** INSTRUCTIONS FOR THE TASK **
Below are entries. Reproduce exactly the lines between the line holding "This PR wraps" and the line holding "removed a duplicate", inclusive, and only those.

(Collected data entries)
PR #1244, opened 2021-04-16
wrap desi_proc_joint_fit in a function

dmargala:
This PR wraps the `desi_proc_joint_fit` script in a function `desispec.scripts.proc_joint_fit.main(...)`. This is similar to #1242 . I used the same `import desiutil.iers` "fix" from #1242 .

I also took the liberty of fixing two minor issues that I noticed:
 * removed a duplicate instantiation of `timer`. 
 * added missing parens on `time.asctime` in final log message.


sbailey:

** RESULT OF THIS TASK **
This PR wraps the `desi_proc_joint_fit` script in a function `desispec.scripts.proc_joint_fit.main(...)`. This is similar to #1242 . I used the same `import desiutil.iers` "fix" from #1242 .

I also took the liberty of fixing two minor issues that I noticed:
 * removed a duplicate instantiation of `timer`. 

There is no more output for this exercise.